Все пределы отвергнуты; человек – один на один с беспредельностью; часто пределы сняты вообще. Где пределы человека и сатаны («Дневник Сатаны»): где в сатане кончается сатана и начинается человек, и где в человеке кончается сатана и начинается человек? Какое создание вообще более сатанинское – Сатана или человек? И кто больше Сатана: вочеловечившийся в плоти Вандергуда, или – «смесь мартышки, говорящего попугая, пингвина, лисицы, волка», «бритого, голодного и утомленного льва», какую представляет собою Кардинал X? По ту сторону пределов и андреевский сатана перестает быть сатаной; начисто исчезает хотя бы малейший намек на фантастику или мистику или авангардные сдвиги как элемент андреевского стиля: все как в жизни – только со знаком минус, только с оборотной стороны ограниченной действительности. Андреев как бы постоянно пытается прорваться в «третье» – «что не есть ни жизнь, ни смерть»; и не просто прорывается, но – там работает как художник. И формулу этого запредельного «третьего» дает: «пойдем на компромисс и назовем это «из-за границы». Но вот для проникновения за эти пределы, в это «третье» толстовский опыт Л. Андрееву помог чрезвычайно; тем более, что сам он к нему органически предрасположен.
Выходя из реализма в начале 1900-х годов, Л. Андреев лабораторно моделирует ситуацию, в которой его герой экспериментирует идею (Керженцев) и через которую сам писатель обнаруживает психологические первоосновы человека. Способность найти ситуацию встречи двух ипостасей в душе и психике человека была свойственна и психологизму ранней прозы Андреева. Потому толстовское открытие и главный структурообразующий элемент экзистенциального сознания – ситуация – столь органично вошли в экзистенциальный опыт зрелого Андреева, соединившись с еще одним (также общим с Толстым) фактором экзистенциального сознания – проблемой пределов. Но это андреевская ситуация и андреевские пределы. Диалог с Толстым начинается в рассказе «Жили-были»(1901). Вращаясь в круге толстовских проблем, Л. Андреев, естественно, дает свою версию «Смерти Ивана Ильича»: смерть испытывает человека. Однако эпицентр ситуации как бы переносится в иную плоскость. Если Ивана Ильича ситуация «один на один со смертью» выводит к ряду вопросов прозревающих, то в андреевском человеке разверзаются некие беспредельности и прародимые хаосы: смерть озлобляет, она конденсирует ненависть – ее-то и опрокидывает на добродушного отца дьякона Лаврентий Петрович. И линию между жизнью и смертью проводит именно метафизическая ненависть обреченного на смерть ко всему живому: это уже не Лаврентий Петрович пророчит дьякону смерть через неделю и наслаждается горем студента – это сама смерть (Лаврентия Петровича) ненавидит все живое и всех, кто остается жить. Так, Л. Андреев использует ситуацию Л. Толстого: один на один со смертью. Но если у Толстого через смерть человек постигает жизнь (пусть и окончательно убеждаясь в ее бессмысленности), то у Андреева в смерти раскрывается экзистенциальная суть человека; то, что в нем скрыто условностями жизни, флером ежедневности, спадает – и остается суть. При этом обреченность на смерть пробуждает ненависть к живому. Но в «Жили-были» – пра-ситуации «Рассказа о семи повешенных» – андреевская версия «Смерти Ивана Ильича» дает иную ситуацию – за сутки до смерти. Она обнаруживает все: и суть жизни – смерти, и границу живой – неживой материи, и экзистенциальную безжалостность во взгляде на жизнь и смерть. Родилась ситуация андреевская – Толстого не повторяющая…

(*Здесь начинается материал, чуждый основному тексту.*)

PR #199, opened 2016-08-24
Edits redux

wpears:
Contains the barebones edits implementation in redux.

Still needs:
- tests
- justification checkboxes and associated actions

Feel free to peruse in the meantime


awolfe76:
👍  plenty more to go but good here.

I think we'd be ok for now to leave the expandables out completely. We know what to do but lets wait and see if its really necessary. There's some data to back this up, although not for syntax and validity. Plus, we may end up only showing syntax and validity first (based on todays conversation), so I think we're ok to hold off. Just wanted to say that so we don't include that work yet. Keep it simple first.

PR #201, opened 2016-08-24
update to the correct port for the backend

awolfe76:
quick update to the correct port for the backend api.


awolfe76:
Merging for quick fix.

Issue #202, opened 2016-08-25
Fix docker-compose


awolfe76:
https://github.com/cfpb/hmda-platform-ui/pull/201 was to get the cluster deployment working. But it broke the docker-compose setup.

For now, to run docker-compose locally, you have to manually update the https://github.com/cfpb/hmda-platform-ui/blob/968f5635a85274a218c08b34ee5247979e3c07a2/nginx/nginx.conf#L13 to use port `8080` instead of `10003`.

This issue may require changes to the [platform](https://github.com/cfpb/hmda-platform) repo too.

awolfe76:
Best answer here maybe to have back-end update configuration to use port `10003` instead of `8080`, leaving the `nginx.conf` as it is.

awolfe76:
@jmarin @hkeeler what do you think about updating the back-config and then doing `EXPOSE 10003` in the dockerfile? I could recreate this issue in the platform repo if so.

hkeeler:
@awolfe76 I agree.  Due to Nginx's static configuration, and the differences in how service discovery works in Compose vs our internal setup, the only _simple_ fix here is to make the container port and Docker host port be the same value (in this case `10003`) for any Nginx `upsteam`s.  And yes, the cleanest way to do this is to update [`hmda-platform/Dockerfile`](https://github.com/cfpb/hmda-platform/blob/master/Dockerfile#L18) to `EXPOSE 10003`.

Looks like we came to that same conclusion for grasshopper (see [`grasshopper/docker-compose-common.yml`](https://github.com/cfpb/grasshopper/blob/master/docker-compose-common.yml#L4))...which should also be updated to reflect the very similar change made to [`grasshopper-ui/nginx/nginx.conf`](https://github.com/cfpb/grasshopper-ui/blob/master/nginx/nginx.conf#L19).

@awolfe76, feel free to create those issues.  I think you can close this one out, as I don't think there should be any changes to this repo as part of this.

wpears:
Hah, perhaps I should have read this before pushing https://github.com/cfpb/hmda-platform-ui/pull/203, which I think is actually a cleaner approach as it separates the dev setup from deploy.

Imagine if/when the marathon service port changes, we'd have to update code both in this project and in hmda-platform to keep everything in sync. With the code in #203, you just update the envvar in Jenkins.

awolfe76:
I agree @wpears. Nice solution!

[...]

PR #203, opened 2016-08-25
Create HDMA_API_PORT scheme for seamlessness between dev, compose, and deploy

wpears:
If the envvar `HMDA_API_PORT` is set, that will be the upstream port, otherwise it will be 8080. This can be set on dev machines if desired and in jenkins on build

### DIFF
--- a/Dockerfile
+++ b/Dockerfile
@@ -11,13 +11,14 @@ RUN apt-get update && \
 RUN mkdir -p /usr/src/app
 WORKDIR /usr/src/app
 COPY . /usr/src/app
+COPY nginx/nginx.conf /etc/nginx/nginx.conf
 
 RUN npm cache clean && \
     npm install && \
     npm run clean && \
-    npm run build
-
-COPY nginx/nginx.conf /etc/nginx/nginx.conf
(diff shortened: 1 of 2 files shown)


awolfe76:
Closes #202

awolfe76:
👍  from me. I see the successful build in jenkins and see the app in marathon. Also ran the local docker-compose set up and its good to go!

hkeeler:
I'm OKish with this.  It is certainly more flexible, and gets us away from having to change all our images whenever an internal port changes.

However, we should probably have a discussion about if/how we want to use build-time `ARG`s in general.  The Docker team said _no_ to this feature for a long time for good reason.  It breaks the general contract of being able to know everything about an image based on just the `Dockerfile`.  Now you need to know what args were passed in at build time too.

Why not do the `sed` find/replace at runtime before starting nginx?  That's the pattern I've generally seen for when a given service has a static config that needs to be updated based on a given environment.  Then the envvars get set in the standard docker runtime way, and we don't need to know how the image was built.  Is there something special about our setup that is forcing us into doing this at build time?

PR #206, opened 2016-08-30
ES6 updates

awolfe76:
Part of #180 

Updates to components and tests (ES6 only) for:
- DivisionHeader
- HomeLink
- UserHeading


awolfe76:
@wpears this is ready when you have time.

PR #208, opened 2016-09-02
Signature and IRS report redux

awolfe76:
@wpears I put this up as a PR because i thought it might be easier to see but its definitely a WIP.

I'm getting an error when rendering the IRS component:
`warning.js:44 Warning: There is an internal error in the React performance measurement code. Did not expect componentDidMount timer to start while render timer is still in progress for another instance.`
That error is pretty bad. 😦  Google isn't really helpful, at least to me.

You can see the signature component rendered if you comment out the `irs = <IRSReport checked={false} />` in `/containers/Submission.jsx` on [line 49](https://github.com/cfpb/hmda-platform-ui/compare/sign-irs-redux?expand=1#diff-393ea7c3c4a7c4a139361de56866fd01R49).

I think its pretty close. Would like to walk through it a bit on Tuesday when we're back.

Also, if #206 is merged this will be even easier to see. 😄


wpears:
So your weird error is just downstream noise from including the incomplete `<Edits/>` component. Remove that and you're good to go (you'll probably still need to debug things).

re: component design, I think you'll want to split these into containers and components; where the container handles the logic and component the bare presentation (shouldn't have any methods). Connect will be run from the container, whose `mapStateToProps` helps decides the child props. (side note: how you currently have `propTypes` is a bit wonky, because you're defining the proptypes on the child component that is then wrapped by connect, which is what is exported.)

Finally, I think it is very important that "checked" is not passed into these components from the `submission` component. Instead, it should be modeled as part of the state which then informs the props via `mapStateToProps`.

wpears:
(one of the things you'll notice when you exclude the edits component is that the irs component is referring to `self.props.irs.msas` when it is undefined. This has to do with the proper default props as said above)

wpears:
(one of the things you'll notice when you exclude the edits component is that the irs component is referring to `self.props.irs.msas` when it is undefined. This has to do with the proper default props as said above)

awolfe76:
👍  working through it now.

awolfe76:
@wpears - this is ready now. 

Notes:
- there is no `POST`, created #210
- tests failing, will fix in #210

wpears:
yolo breaking master

PR #209, opened 2016-09-02
Match institutionIds in header to demo data in platform

schbetsy:
This will be necessary when [PR #555](https://github.com/cfpb/hmda-platform/pull/555) on Platform gets merged.


awolfe76:
👍  makes sense to me. Thanks @schbetsy.

PR #211, opened 2016-09-16
Signature and IRS redux

### LINKED ISSUE #210: Update IRS and Signature to handle POST
#208 got these components most of the way, but we also need to be able to handle the `POST` for each when a user checks/un-checks the checkbox.

awolfe76:
Closes #210. Progress toward #180.
- implements redux on the signature and irs components
  - both GET and POST are handled
- updated the API and responses (see `server/json/irs.json` and `server/json/receipt.json`)
- also implements a new way to handle the status of the application


awolfe76:
@wpears - tests are passing!

src/js/api.js
```diff
@@ -54,27 +55,27 @@ export function getLatestSubmission(){
 }
 
 export function getEditsByType(submission){
-  return sendFetch(`/submissions/${submission}/edits`)
+  return sendFetch('/submissions/${submission}/edits')
```
wpears: These should be the original grave marks because we're using ES2015 string substitution here

wpears: (applies throughout the file)

wpears (changes requested):
Everything looks good, but the api grave stuff will need to be reverted before merge

src/js/api.js
awolfe76: 👍  - ready to go.

Issue #205, opened 2016-08-26
Don't post to /latest for submissions


awolfe76:
We should always post files to `/<submissionID>`. And possibly `/submissions`.

See https://github.com/cfpb/hmda-platform/issues/535 for the discussion.

hkeeler:
We've also discussed `POST`ing the file to `institutions/{institution_id}/filings/{period}/submissions/` directly, and having that action be what creates a new `submission_id`.  This flow makes more sense to me.  After all, what is a submission without the file?

This would obviously be a change to both frontend and backend.  This could be spun off to its own issue as well if this one is intended as a quick fix.

awolfe76:
I do have that listed on [this issue](https://github.com/cfpb/hmda-platform-ui/issues/204) (integration tracking) and [this one](https://github.com/cfpb/hmda-platform/issues/537) (endpoint creation tracking). And it makes sense to me too.

Updated the comment above with it.

PR #215, opened 2016-09-21
Refile Warning

### LINKED ISSUE #214: Redux - RefileWarning component
Implement redux and ES6 on the RefileWarning component.
- [x] ES6
- [x] update `/container/Submission.jsx` to render the refile warning
- [x] tests

awolfe76:
Closes #214.
- updates refilewarning component to ES6 and redux
- adds in the container
- updates tests

### DIFF
--- a/__tests__/RefileWarning.js
+++ b/__tests__/RefileWarning.js
@@ -1,38 +1,62 @@
-jest.dontMock('../src/js/RefileWarning.jsx');
+jest.unmock('../src/js/components/RefileWarning.jsx');
 
-var React = require('react');
-var ReactDOM = require('react-dom');
-var TestUtils = require('react-addons-test-utils');
+import RefileWarning from '../src/js/components/RefileWarning.jsx'
+import Wrapper from './Wrapper.js'
+import React from 'react'
+import ReactDOM from 'react-dom'
+import TestUtils from 'react-addons-test-utils'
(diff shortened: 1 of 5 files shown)


wpears:
I think we'll need to make a decision about how new submissions before this can be merged; you'll notice that the "Refile here" link is busted. This is because the assumptions around how submissions are created is somewhat nebulous. Possible options:
- Just (clear the component) and reupload a new file. The act of reuploading triggers the backend to create a new submission under which this upload (and subsequent actions) are categorized. We're doing this implicitly now by using `/submissions/latest` for the upload path. In this case we'd probably either want to just drop the "Refile here" link or make it empty the state so that the edits go away and the upload component goes to its default state
- Submissions are created explicitly via an API call. This means we'd have to call this in the Upload action before actually sending the file over (and we'd change the upload URL to point to `submissions/<sub id>`). The "Refile here" link would also hit this endpoint and cause the errors to clear automatically (new submission with new state). This is probably more obvious to the user that they are starting over.

wpears:
See https://github.com/cfpb/hmda-platform-ui/issues/205 and https://github.com/cfpb/hmda-platform/issues/535.

Probably most obvious/easiest to just have an endpoint to create a new submission (option two above); but either option could work.

wpears:
Closed by #228

PR #216, opened 2016-09-22
Edits/Justification

wpears:
Uses react-select for the justification drop down; pretty nifty

Kinda weird integration with redux (since this react component manages its own state in a non-redux-y way), but it still triggers actions/reducers so that the redux model is of the state is always in sync with react-selects internal model.

Tests pass but coverage is down (more tests needed)

Need sort functionality, and to decide how this impacts modeling of the edit state... (modeling of the state needs to be looked at a little closer anyhow, since we'll need a paging solution)

For now though, :eyes: check it out 👀


server/routes/edits.js
```diff
@@ -5,14 +5,12 @@ var syntactical = JSON.parse(fs.readFileSync('./server/json/syntactical.json'));
 var validity = JSON.parse(fs.readFileSync('./server/json/validity.json'));
 var quality = JSON.parse(fs.readFileSync('./server/json/quality.json'));
 var macro = JSON.parse(fs.readFileSync('./server/json/macro.json'));
-var q595 = JSON.parse(fs.readFileSync('./server/json/q595.json'));
 
 var edits = {
     syntactical: syntactical,
     validity: validity,
     quality: quality,
     macro: macro,
```
awolfe76: Not a huge deal, but could probably remove the trailing comma.

awolfe76:
Still reviewing, but when running it and trying to add/remove justifications for macro edits nothing happens and I see a console error: `Uncaught TypeError: n.split is not a function`

This is coming from `JustificationSelector.jsx` line 87 -> `var values = value.split(delimiter);`

awolfe76:
I think I get why the state management within the component, but can you explain it a little bit? Might be helpful to have it here.

wpears:
react-select was built in such a way (afaik) that setting the component's state is how things happen. (things happen here being add to selected input & remove from selection list or the inverse).

Components aren't strictly denied being stateful in redux, just all state must flow from (or be captured in) the top-level store. With the implementation here, the standard api of react-select doesn't have to be hacked around and yet the actions that trigger UI updates are still captured and flow through reducers as necessary.

awolfe76:
@wpears - i pulled down your latest 2 commits, ran `npm install` and `npm build` again but am still seeing the same error. Am I missing a step?

wpears:
I'd bet you're installing from shrinkwrap; nuked it.

awolfe76:
That did it. Thanks!

Looks good to me 👍 . Merging.

PR #217, opened 2016-09-28
Update states

awolfe76:
Also see https://github.com/cfpb/hmda-platform/pull/589 which proposes a small update to the order of the states. That update doesn't change this PR.
- updates states to match back-end [states](https://github.com/cfpb/hmda-platform/blob/master/Documents/submission-status.md)
- removes documentation from here, we can use the [doc from the back-end repo](https://github.com/cfpb/hmda-platform/blob/master/Documents/submission-status.md)


awolfe76:
Good catch @wpears.

PR #219, opened 2016-09-30
Branding - Round 2

### LINKED ISSUE #155: Branding

awolfe76:
Depends on #218 

Closes #155 - **I'll start to make new issues to fix specific components.** For example, the IRS table needs some work, the institutions list as well, and plenty of other things 😄 . But this is a good start.
- adds in [uswds](https://standards.usa.gov/) imports
- grid layout updates
- styling for all components is close
- progress component renders as nav for use in the future (anchor links) and overwrites text as it, well, progresses
- uses `<caption>` as a secondary table heading, see https://www.w3.org/WAI/tutorials/tables/two-headers/
- other minor styling updates (with plenty more to come)

---

A few screenshots ...
#### Institutions list

uswds-institutions
#### Submission screen

uswds-submission


wpears (approved):
Cool. Looks like a good first pass. I think ticketing out smaller components (as you said above), is a winning strategy after the changeover

PR #228, opened 2016-10-04
Separate submission creation

wpears:
Also contains code for #214. Separates the uploading process, as far as the API is concerned, into an upload and a submission creation phase, which has some nice properties.


src/js/components/RefileWarning.jsx
```diff
@@ -0,0 +1,42 @@
...
+     }else{
+       textToRender = validateText
+     }
+
+  return <h3><span className="cf-icon cf-icon-error cf-icon__3x"></span><span className="refile-text">{textToRender}{refileLink?' ':''}{refileLink}</span></h3>
+}
+
+const getRefileLink = (props) => {
+  const location = parseLocation()
+  const href = `/${location.id}/${location.filing}`
```
awolfe76: Couldn't we just use `props.params` here? Then we could remove the `import { parseLocation } from '../api'` and not use `parseLocation()`. 

It could just be `return <Link to={'/${props.params.institution}/${props.params.filing}'} onClick={props.refileLink}>Refile here.</Link>`

awolfe76 (commented):
I'm also seeing `api.js:80 Uncaught Error: Must provide a submission id when data is uploaded.` when trying to upload a new file.

src/js/components/RefileWarning.jsx
wpears: This part is actually unnecessary, since it doesn't actually route you anywhere..! I just removed the href all together to simplify the component

wpears:
Doh. Commented out some vital code whilst bug fixing and didn't uncomment..! Yet another reason to keep improving the test suite.

awolfe76:
@wpears looks good. But do you think we should clear the file and the bytes uploaded bit when the refile link is clicked?

awolfe76:
Merging. Created #237 to handle the question above.

PR #665, opened 2022-06-01
fix: DEV-2465: Paragraphs data is not loading to QuickView

yyassi-heartex:
we were getting an array instead of a string, which caused a js error that prevents the page from working correctly.
solution: I now check if `str` is actually a string before continuing


bmartel (approved):
Looks good to me! I think the title of this should have been `fix: DEV-2465: Paragraphs data is not loading to QuickView` as this appears to be a bug not a new feature.

yyassi-heartex:
> Looks good to me! I think the title of this should have been `fix: DEV-2465: Paragraphs data is not loading to QuickView` as this appears to be a bug not a new feature.

Good catch! i've gone ahead and fixed it

Gondragos (approved):

PR #666, opened 2022-06-01
fix: DEV-2497: Enable smoothing

juliosgarbi:


src/tags/object/Image.js
```diff
@@ -57,6 +58,7 @@ const TagAttrs = types.model({
   height: types.maybeNull(types.string),
   maxwidth: types.optional(types.string, "100%"),
   maxheight: types.optional(types.string, "calc(100vh - 194px)"),
+  smoothing: types.maybeNull(types.boolean),
```
bmartel, line 61: Is this not an optional with a default as is stated in the jsdoc? I think it would make the logic a bit more clear if it was as the above typecheck is not required in this case.

src/stores/SettingsStore.js
```diff
@@ -58,6 +58,8 @@ const SettingsModel = types
     // showScore: types.optional(types.boolean, false),
 
     preserveSelectedTool: types.optional(types.boolean, true),
+
+    enableSmoothing:types.optional(types.boolean, true),
```
bmartel, line 62: spacing 

```js
enableSmoothing: types
```

src/components/ImageView/ImageView.js
```diff
@@ -454,6 +454,13 @@ export default observer(
     imageRef = createRef();
     crosshairRef = createRef();
 
+    constructor(props) {
+      super(props);
+
+      if(typeof props.item.smoothing === 'boolean')
```
bmartel, line 460: See my below comment about the optional with default instead of maybeNull, this could be then simplified to and no type check required:

```js
props.store.settings.setSmoothing(props.item.smoothing);
```

src/utils/feature-flags.ts
```diff
@@ -61,6 +61,7 @@ export const FF_DEV_2458 = "ff_front_dev_2458_comments_for_skip_250522_short";
 
 export const FF_DEV_2480 = "ff_dev_2480_convenient_offsets_270522_short";
 
+
```
bmartel, line 64: Is this space required here, or is it a leftover from some other work?

bmartel (changes requested):

src/stores/SettingsStore.js
juliosgarbi: @bmartel here I'm using the pattern of this document

src/tags/object/Image.js
hlomzik: we have similar behaviour for `showLabels` parameter and setting — if it's not set we use settings, if it's set we use this value from config. so actually it looks good, but jsdoc definition shouldn't have default value, and it's better to add that by default it uses user settings. @juliosgarbi

src/stores/SettingsStore.js
hlomzik: what do you mean by pattern?
we actually missed this spacing part in our linter, but here should be a space. and we definitely should cover this by linting rules.

hlomzik: so could you please add spaces here and in `if`s in `ImageView`?

src/components/ImageView/ImageView.js
```diff
@@ -741,6 +748,10 @@ export default observer(
         containerStyle["height"] = item.height;
       }
 
+      if(!this.props.store.settings.enableSmoothing && item.zoomScale > 1.4){
```
hlomzik, line 751: why 1.4? if we do this only for zoomed in images it should work right after 1

hlomzik (changes requested):

src/components/ImageView/ImageView.js
juliosgarbi: @hlomzik I was testing with 1.4 and I forgot to change to 1, I'll change! Thanks!!

bmartel (approved):
Looks good to me!

src/tags/object/Image.js
juliosgarbi: done!

src/stores/SettingsStore.js
juliosgarbi: done!

hlomzik (approved):

PR #675, opened 2022-06-02
fix: DEV-2462: Changing label

juliosgarbi:
- Resolved the problem that the first segment was mimicking the second segment.
- ClassList was duplicating if user changes the segment


bmartel (approved):
This is a weird bug, I was able to replicate the behaviour locally, and this does in fact fix the issue. Nice!

PR #684, opened 2022-06-07
fix: DEV-1422: deselection of ImageView bounding box before creating another

bmartel:


src/components/ImageView/ImageView.js
```diff
@@ -475,10 +475,28 @@ export default observer(
...
+      if (
+        isFF(FF_DEV_1442) &&
+        e.target === item.stageRef &&
+        item.annotation.selectedRegions.length > 0 &&
+        [
+          undefined,
+          "EllipseTool",
+          "EllipseTool-dynamic",
+          "RectangleTool",
+          "RectangleTool-dynamic",
```
nicholasrq, line 489: We also need this behavior for closed polygons

nicholasrq (changes requested):

src/components/ImageView/ImageView.js
bmartel: good point, let me add that in!

nicholasrq (approved):

PR #685, opened 2022-06-07
fix: DEV-1975: DEV-1843: Support long unbroken taxonomy line breaks

Travis1282:
In order to support text without spaces that exceed the maximum width for taxonomy, creation of an invisible taxonomy item to check its width and calculate how many lines was necessary per item. Additionally I added the missing visibility mixin check.


juliosgarbi:
Looks good to me!

juliosgarbi (approved):

PR #697, opened 2022-06-09
fix: DEV-2303: Video regions are editable when anno history is selected

nicholasrq:


src/tags/object/Video/Video.js
```diff
@@ -1,4 +1,4 @@
-import { getRoot, types } from "mobx-state-tree";
+import { getParent, getRoot, types } from "mobx-state-tree";
```
bmartel, line 1: `getParent` is unused

bmartel (changes requested):

PR #699, opened 2022-06-10
fix: DEV-1714: X-axis zoom threshold

Travis1282:
Increase the minimum and default zoom to 300, the min set for wave-surfer

### DIFF
--- a/src/components/Timeline/Views/Wave/Wave.tsx
+++ b/src/components/Timeline/Views/Wave/Wave.tsx
@@ -21,6 +21,7 @@ const ZOOM_X = {
   max: 1500,
   step: 10,
   default: 300,
+  defaultValue: 300,
 };
 
 const SPEED = {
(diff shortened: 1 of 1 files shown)


src/components/Timeline/Views/Wave/Wave.tsx
```diff
@@ -17,10 +17,10 @@ import { useMemo } from "react";
 import { WaveSurferParams } from "wavesurfer.js/types/params";
 
 const ZOOM_X = {
-  min: 10,
+  min: 300,
   max: 1500,
   step: 10,
-  default: 10,
+  default: 300,
```
bmartel, line 23: Seeing as these values are spread on the `Range`, would it not be better to change `default` to `defaultValue` and just use that instead? Seems more semantic in the usage, unless `default` is also operating as its own value within the component. I just find it unnerving when using keywords as attributes.

bmartel (changes requested):

src/components/Timeline/Views/Wave/Wave.tsx
Travis1282: Ah, I see what you mean. I think we need both though.

bmartel (approved):

PR #700, opened 2022-06-10
fix: DEV-2301: Fix classification type tags render on anno history change

nicholasrq:


src/tags/TagBase.js
```diff
@@ -0,0 +1,17 @@
+import { types } from "mobx-state-tree";
+import { isDefined } from "../utils/utilities";
+
+const BaseTag = types
+  .model("BaseTag")
+  .views((self) => ({
+    /**
+     * Identify classification type tags
+     *
+     * `perRegionVisible` is only available for classification type tags
```
bmartel, line 10: if this tag mixin is only related to `Classification` types, would it not be better to name this `ClassificationTag` or `ClassificationBaseTag`? I think it would be a bit more clear as the usage, as BaseTag is a bit overloaded of a term.

bmartel (approved):

PR #701, opened 2022-06-10
fix: DEV-2365: User is able to edit choice results imported as read-only

yyassi-heartex:
added new readonly flag to annotation based on if the result imported is readonly. if annotation is readonly then choices with in are also flagged as readonly


yyassi-heartex:
OOPS. wrong branch name. need to fix this

PR #703, opened 2022-06-10
fix: DEV-1833: Prop whenChoiceValue working as expected

juliosgarbi:


src/mixins/Visibility.js
```diff
@@ -73,6 +72,19 @@ const VisibilityMixin = types
 
           return res !== false;
         }
+      }else if (self.whenchoicevalue){
```
bmartel, line 75:
```suggestion
      } else if (self.whenchoicevalue) {
```

src/mixins/Visibility.js
```diff
@@ -73,6 +72,19 @@ const VisibilityMixin = types
...
+        for (const choices of self.annotation.names.values()) {
+          if (choices.selectedValues && choices.selectedValues().length){
```
bmartel, line 77:
```suggestion
          const choicesList = choices?.selectedValues?.()
          if (choicesList?.length) {
```

src/mixins/Visibility.js
```diff
@@ -73,6 +72,19 @@ const VisibilityMixin = types
...
+            const choicesList = choices.selectedValues();
```
bmartel, line 78:
```suggestion
```

bmartel (changes requested):

Travis1282 (approved):

PR #863, opened 2025-05-22
Add support for the ESP32-C5

### LINKED ISSUE #861: Add support for the ESP32-C5

jessebraham:
Closes #861


espflash/src/targets/esp32c5.rs
```diff
@@ -0,0 +1,145 @@
...
+    }
+
+    fn flash_image<'a>(
+        &self,
+        elf_data: &'a [u8],
+        flash_data: FlashData,
+        _chip_revision: Option<(u32, u32)>,
+        xtal_freq: XtalFrequency,
+    ) -> Result<IdfBootloaderFormat<'a>, Error> {
+        if xtal_freq != XtalFrequency::_40Mhz {
```
jessebraham, line 120: Oops, forgot to update this. Will fix shortly.

espflash/src/targets/esp32c5.rs
```diff
@@ -0,0 +1,145 @@
...
+use crate::connection::Connection;
+use crate::{
+    Error,
+    flasher::{FlashData, FlashFrequency},
+    image_format::IdfBootloaderFormat,
+};
+
+pub(crate) const CHIP_ID: u16 = 23;
+
+const CHIP_DETECT_MAGIC_VALUES: &[u32] = &[];
```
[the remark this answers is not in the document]
jessebraham: The P4 does as well, other chips support using security info as well (and in fact they've moved away from using magic values at all wherever possible)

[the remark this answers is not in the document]
SergioGasquez: I guess it only uses security info for chip detection

espflash/src/targets/esp32c5.rs
jessebraham: Ahh I guess we probably need two bootloaders as well, since it supports 40MHz and 48MHz xtals? 🙃

espflash/resources/README.md
```diff
@@ -1,7 +1,9 @@
 # Espflash Resources
 
-The bootloaders have been built by hand from ESP-IDF, using the `release/v5.1` branch:
-https://github.com/espressif/esp-idf/tree/release/v5.1
+The listed bootloaders from `espressif/esp-idf` were built with `release/v5.4` at commit `3ad3632`, using default settings:
+https://github.com/espressif/esp-idf/tree/release/v5.4
 
-The ESP32s flasher stubs are taken from the **esp-rs/esp-flasher-stub** repository:
-https://github.com/esp-rs/esp-flasher-stub/releases/latest
+For now, `esp-hal` uses MMU page size as `0x10000` (64k) therefore the flash size has to be changed to 64MB.
```
SergioGasquez, line 6: Do we want to have this duplicated? Id either remove it from this readme or from [`espflash/resources/bootloaders/README.md`](https://github.com/esp-rs/espflash/blob/main/espflash/resources/bootloaders/README.md) as we already forgot to update one of the two places, and it will happen again in the future.

jessebraham: Not sure what you mean, I've deleted that file as I'm not sure why it was added in the first place

espflash/src/targets/esp32c5.rs
SergioGasquez: Yes... And also we would need another branch in https://github.com/esp-rs/espflash/blob/main/espflash/src/bin/espflash.rs#L269-L275

SergioGasquez: Also, we need to update the `-x, --xtal-freq` arg of `save-image` subcommand

SergioGasquez: We could also just support the 40MHz for the moment, and leave the 48MHz support for the future (not even sure if we have 48MHz C5 available ?)

espflash/resources/README.md
SergioGasquez: Oh! I didn't noticed you deleted the `bootloaders/README`, sorry Im just blind!

espflash/src/targets/esp32c5.rs
jessebraham: 48MHz C5 is all I have available 😁

jessebraham: > Yes... And also we would need another branch in https://github.com/esp-rs/espflash/blob/main/espflash/src/bin/espflash.rs#L269-L275, note that this is duplicated in a few places

Do we? The ESP32 also has support for 26MHz xtal, but we don't do the fix here. I thought this was a C2-specific issue?

> Also, we need to update the `-x`, `--xtal-freq` arg of `save-image` subcommand

Doesn't this just use the `XtalFrequency` enum, which I've updated? Or am I misunderstanding?

jessebraham: Regarding the bootloader, seems the only option for xtal on the C5 is autodetect? So I will leave it as-is for now.

jamessizeland:
woop! 🎉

Ситуация блестяще пишется зрелым Андреевым в прозе любого качества и содержания: от сатирической («Xристиане») до собственно экзистенциальной, где герой оказывается жертвой беспредельности («Он»), или где он мучительно ищет сами пределы («Правила добра»). Причем, именно ситуация способна эк-зистенциализировать прозу любого содержания и разновидности: на фоне сатирического «антуража» «Xристиан» Пелагея Караулова – из иной плоскости, из иного мира. Ее нехристианские убеждения и каменность, с которой она их отстаивает, ее неистовое неверие бросают на нее отблеск какой-то истины, которой она владеет и которая дает ей право и силы на столь неистовое неверие, – слишком экзистенциальна, метафизична мрачность этого неверия и бессовестности. Но в сатирической канве «Xристиан», по сути, так много серьезного и сокровенного, что если пристальнее всмотреться в рассказ, сатирического в нем только и останется, что блестяще сделанная фабульная ситуация. А в глубинной сути берет свой исток одна из антихристианских вещей Л. Андреева – «Правила добра», которая, к тому же, соединяет и силовые линии, идущие от «Иуды Искариота». В конечном счете, весь этот ряд крайне разнородных (и разновременных) произведений писателя замкнут на важнейшей для него экзистенциальной проблеме и ситуации – мир без Бога.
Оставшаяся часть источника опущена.